::: DATA TO EXAMINE :::

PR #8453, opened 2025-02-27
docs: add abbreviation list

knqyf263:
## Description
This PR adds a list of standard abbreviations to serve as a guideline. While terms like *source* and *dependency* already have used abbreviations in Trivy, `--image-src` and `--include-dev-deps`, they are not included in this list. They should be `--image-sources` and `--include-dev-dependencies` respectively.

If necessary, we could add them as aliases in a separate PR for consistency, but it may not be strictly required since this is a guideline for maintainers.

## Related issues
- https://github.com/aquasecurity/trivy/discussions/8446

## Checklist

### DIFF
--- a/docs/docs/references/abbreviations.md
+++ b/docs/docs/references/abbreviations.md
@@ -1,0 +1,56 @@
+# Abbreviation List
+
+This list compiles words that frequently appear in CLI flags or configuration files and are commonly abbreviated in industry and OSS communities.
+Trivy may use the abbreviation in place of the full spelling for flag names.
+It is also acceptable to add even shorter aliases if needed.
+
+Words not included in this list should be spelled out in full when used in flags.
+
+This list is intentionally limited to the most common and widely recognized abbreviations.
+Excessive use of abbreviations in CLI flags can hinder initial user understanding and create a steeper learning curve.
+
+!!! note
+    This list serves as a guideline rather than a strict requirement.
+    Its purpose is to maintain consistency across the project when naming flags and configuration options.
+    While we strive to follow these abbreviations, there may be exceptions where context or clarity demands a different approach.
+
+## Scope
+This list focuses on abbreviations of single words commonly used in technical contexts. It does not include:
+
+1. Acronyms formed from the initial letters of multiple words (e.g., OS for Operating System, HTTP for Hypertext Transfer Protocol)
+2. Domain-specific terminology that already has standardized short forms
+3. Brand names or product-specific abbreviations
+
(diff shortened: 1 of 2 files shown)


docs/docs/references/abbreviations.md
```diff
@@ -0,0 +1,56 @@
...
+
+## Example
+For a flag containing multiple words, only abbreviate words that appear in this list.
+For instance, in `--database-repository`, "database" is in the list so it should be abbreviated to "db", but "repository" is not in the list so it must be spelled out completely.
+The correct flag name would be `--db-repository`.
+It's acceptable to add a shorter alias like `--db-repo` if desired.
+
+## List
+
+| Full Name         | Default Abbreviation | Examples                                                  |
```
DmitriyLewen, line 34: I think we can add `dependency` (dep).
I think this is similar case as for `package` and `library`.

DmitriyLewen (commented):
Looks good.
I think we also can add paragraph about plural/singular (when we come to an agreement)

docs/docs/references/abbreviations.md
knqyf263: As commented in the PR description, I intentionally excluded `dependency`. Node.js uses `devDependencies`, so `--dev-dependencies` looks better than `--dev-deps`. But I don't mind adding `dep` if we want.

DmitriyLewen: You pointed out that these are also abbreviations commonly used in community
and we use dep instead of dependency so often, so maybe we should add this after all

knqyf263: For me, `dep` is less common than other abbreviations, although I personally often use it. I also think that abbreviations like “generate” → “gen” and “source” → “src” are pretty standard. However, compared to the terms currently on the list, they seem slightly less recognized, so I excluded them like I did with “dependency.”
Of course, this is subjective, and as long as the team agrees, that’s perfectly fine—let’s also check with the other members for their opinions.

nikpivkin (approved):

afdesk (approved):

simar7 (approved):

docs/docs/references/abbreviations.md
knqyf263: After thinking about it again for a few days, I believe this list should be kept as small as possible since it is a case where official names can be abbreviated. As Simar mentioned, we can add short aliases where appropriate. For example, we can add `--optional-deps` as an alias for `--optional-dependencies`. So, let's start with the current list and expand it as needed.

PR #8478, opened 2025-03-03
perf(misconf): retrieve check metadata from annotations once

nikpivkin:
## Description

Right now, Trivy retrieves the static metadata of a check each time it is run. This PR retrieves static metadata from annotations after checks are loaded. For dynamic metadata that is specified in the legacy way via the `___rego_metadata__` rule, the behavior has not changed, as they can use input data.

:::

• YOUR TASK: Full transcription, please: every entry, exactly as written.

• RESPONSE TO THE EXERCISE:
PR #8453, opened 2025-02-27
docs: add abbreviation list

knqyf263:
## Description
This PR adds a list of standard abbreviations to serve as a guideline. While terms like *source* and *dependency* already have used abbreviations in Trivy, `--image-src` and `--include-dev-deps`, they are not included in this list. They should be `--image-sources` and `--include-dev-dependencies` respectively.

If necessary, we could add them as aliases in a separate PR for consistency, but it may not be strictly required since this is a guideline for maintainers.

## Related issues
- https://github.com/aquasecurity/trivy/discussions/8446

## Checklist

### DIFF
--- a/docs/docs/references/abbreviations.md
+++ b/docs/docs/references/abbreviations.md
@@ -1,0 +1,56 @@
+# Abbreviation List
+
+This list compiles words that frequently appear in CLI flags or configuration files and are commonly abbreviated in industry and OSS communities.
+Trivy may use the abbreviation in place of the full spelling for flag names.
+It is also acceptable to add even shorter aliases if needed.
+
+Words not included in this list should be spelled out in full when used in flags.
+
+This list is intentionally limited to the most common and widely recognized abbreviations.
+Excessive use of abbreviations in CLI flags can hinder initial user understanding and create a steeper learning curve.
+
+!!! note
+    This list serves as a guideline rather than a strict requirement.
+    Its purpose is to maintain consistency across the project when naming flags and configuration options.
+    While we strive to follow these abbreviations, there may be exceptions where context or clarity demands a different approach.
+
+## Scope
+This list focuses on abbreviations of single words commonly used in technical contexts. It does not include:
+
+1. Acronyms formed from the initial letters of multiple words (e.g., OS for Operating System, HTTP for Hypertext Transfer Protocol)
+2. Domain-specific terminology that already has standardized short forms
+3. Brand names or product-specific abbreviations
+
(diff shortened: 1 of 2 files shown)


docs/docs/references/abbreviations.md
```diff
@@ -0,0 +1,56 @@
...
+
+## Example
+For a flag containing multiple words, only abbreviate words that appear in this list.
+For instance, in `--database-repository`, "database" is in the list so it should be abbreviated to "db", but "repository" is not in the list so it must be spelled out completely.
+The correct flag name would be `--db-repository`.
+It's acceptable to add a shorter alias like `--db-repo` if desired.
+
+## List
+
+| Full Name         | Default Abbreviation | Examples                                                  |
```
DmitriyLewen, line 34: I think we can add `dependency` (dep).
I think this is similar case as for `package` and `library`.

DmitriyLewen (commented):
Looks good.
I think we also can add paragraph about plural/singular (when we come to an agreement)

docs/docs/references/abbreviations.md
knqyf263: As commented in the PR description, I intentionally excluded `dependency`. Node.js uses `devDependencies`, so `--dev-dependencies` looks better than `--dev-deps`. But I don't mind adding `dep` if we want.

DmitriyLewen: You pointed out that these are also abbreviations commonly used in community
and we use dep instead of dependency so often, so maybe we should add this after all

knqyf263: For me, `dep` is less common than other abbreviations, although I personally often use it. I also think that abbreviations like “generate” → “gen” and “source” → “src” are pretty standard. However, compared to the terms currently on the list, they seem slightly less recognized, so I excluded them like I did with “dependency.”
Of course, this is subjective, and as long as the team agrees, that’s perfectly fine—let’s also check with the other members for their opinions.

nikpivkin (approved):

afdesk (approved):

simar7 (approved):

docs/docs/references/abbreviations.md
knqyf263: After thinking about it again for a few days, I believe this list should be kept as small as possible since it is a case where official names can be abbreviated. As Simar mentioned, we can add short aliases where appropriate. For example, we can add `--optional-deps` as an alias for `--optional-dependencies`. So, let's start with the current list and expand it as needed.

PR #8478, opened 2025-03-03
perf(misconf): retrieve check metadata from annotations once

nikpivkin:
## Description

Right now, Trivy retrieves the static metadata of a check each time it is run. This PR retrieves static metadata from annotations after checks are loaded. For dynamic metadata that is specified in the legacy way via the `___rego_metadata__` rule, the behavior has not changed, as they can use input data.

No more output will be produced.